The proliferation of massive data sets brings with it a series of special computational challenges. This "data avalanche" arises in a wide range of scientific and commercial applications. With advances in computer and information technologies, many of these challenges are beginning to be addressed by diverse inter-disciplinary groups, that indude computer scientists, mathematicians, statisticians and engineers, working in dose cooperation with application domain experts. High profile applications indude astrophysics, bio-technology, demographics, finance, geographi cal information systems, government, medicine, telecommunications, the environment and the internet. John R. Tucker of the Board on Mathe matical Seiences has stated: "My interest in this problern (Massive Data Sets) isthat I see it as the rnost irnportant cross-cutting problern for the rnathernatical sciences in practical problern solving for the next decade, because it is so pervasive. " The Handbook of Massive Data Sets is comprised of articles writ ten by experts on selected topics that deal with some major aspect of massive data sets. It contains chapters on information retrieval both in the internet and in the traditional sense, web crawlers, massive graphs, string processing, data compression, dustering methods, wavelets, op timization, external memory algorithms and data structures, the US national duster project, high performance computing, data warehouses, data cubes, semi-structured data, data squashing, data quality, billing in the large, fraud detection, and data processing in astrophysics, air pollution, biomolecular data, earth observation and the environment.
Algorithm Engineering
DOWNLOAD
Author : Matthias Müller-Hannemann
language : en
Publisher: Springer Science & Business Media
Release Date : 2010-08-05
Algorithm Engineering written by Matthias Müller-Hannemann and has been published by Springer Science & Business Media this book supported file pdf, txt, epub, kindle and other format this book has been release on 2010-08-05 with Computers categories.
Algorithms are essential building blocks of computer applications.
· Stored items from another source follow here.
PR #6042, opened 2020-10-13
Fixed publisher label

Camelia-Orcid:


Camelia-Orcid:
[[QA] replace journal title field with publisher field when adding a book DOI](https://trello.com/c/G8BpBl7d/6910-qa-replace-journal-title-field-with-publisher-field-when-adding-a-book-doi)

PR #6043, opened 2020-10-14
display warning error only in production

DanielPalafox:
https://trello.com/c/pPanvRsM/7069-show-warning-message-only-in-production-to-prevent-http-redirect-uris-being-added-to-clients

However, advancements in computer hardware, which render traditional computer models more and more unrealistic, and an ever increasing demand for efficient solution to actual real world problems have led to a rising gap between classical algorithm theory and algorithmics in practice. The emerging discipline of Algorithm Engineering aims at bridging this gap. Driven by concrete applications, Algorithm Engineering complements theory by the benefits of experimentation and puts equal emphasis on all aspects arising during a cyclic solution process ranging from realistic modeling, design, analysis, robust and efficient implementations to careful experiments. This tutorial - outcome of a GI-Dagstuhl Seminar held in Dagstuhl Castle in September 2006 - covers the essential aspects of this process in ten chapters on basic ideas, modeling and design issues, analysis of algorithms, realistic computer models, implementation aspects and algorithmic software libraries, selected case studies, as well as challenges in Algorithm Engineering. Both researchers and practitioners in the field will find it useful as a state-of-the-art survey.
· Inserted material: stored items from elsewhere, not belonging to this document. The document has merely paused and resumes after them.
PR #6747, opened 2023-03-17
qs changed to be in the range of 0 to 1 as in specs

Camelia-Orcid:
qs values can vary in the range 0.000 to 1.000. Note that any variant with a qs value of 0.000 will never be chosen. Variants with no 'qs' parameter value are given a qs factor of 1.0. The qs parameter indicates the relative 'quality' of this variant compared to the other available variants, independent of the client's capabilities. For example, a JPEG file is usually of higher source quality than an ASCII file if it is attempting to represent a photograph. However, if the resource being represented is an original ASCII art, then an ASCII representation would have a higher source quality than a JPEG representation. A qs value is therefore specific to a given variant depending on the nature of the resource it represents.


Camelia-Orcid:
[[QA] API cannot handle some XML and JSON content types](https://trello.com/c/DCN0bsbO/8530-qa-api-cannot-handle-some-xml-and-json-content-types)

PR #6749, opened 2023-03-17
feature: Compare names, other names and biography with stored in db a…

DanielPalafox:
…nd only trigger update if there is changes


DanielPalafox:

External Memory Algorithms Dealing With Massive Data
DOWNLOAD
Author :
language : en
Publisher:
Release Date : 2005
External Memory Algorithms Dealing With Massive Data written by and has been published by this book supported file pdf, txt, epub, kindle and other format this book has been release on 2005 with categories.
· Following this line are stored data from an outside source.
PR #6755, opened 2023-03-21
Copy the immutable params map so we can modify it

amontenegro:


amontenegro:
[[QA] [JERSEY] Search is not working](https://trello.com/c/NMSKp2Pt/8544-qa-jersey-search-is-not-working)

PR #6766, opened 2023-04-05
Added the xslt header

Camelia-Orcid:
Still not working cause it returns a 404 for the https://pub.dev.orcid.org/static/identifierTypes.xsl  . It looks like is not picking up jersey.config.servlet.filter.staticContentRegex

The bottleneck in many applications that process massive amounts of data is the I/O communication between internal memory and external memory. The bottleneck is accentuated as processors get faster and parallel processors are used. The goal of this proposal is to deepen our understanding of the limits of I/O systems and massive data storage systems and to construct algorithms that are provably efficient. The three measures of performance are number of I/Os, disk storage space, and CPU time. Even when the data fit entirely in memory, communication can still be the bottleneck, and the related issues of caching become important.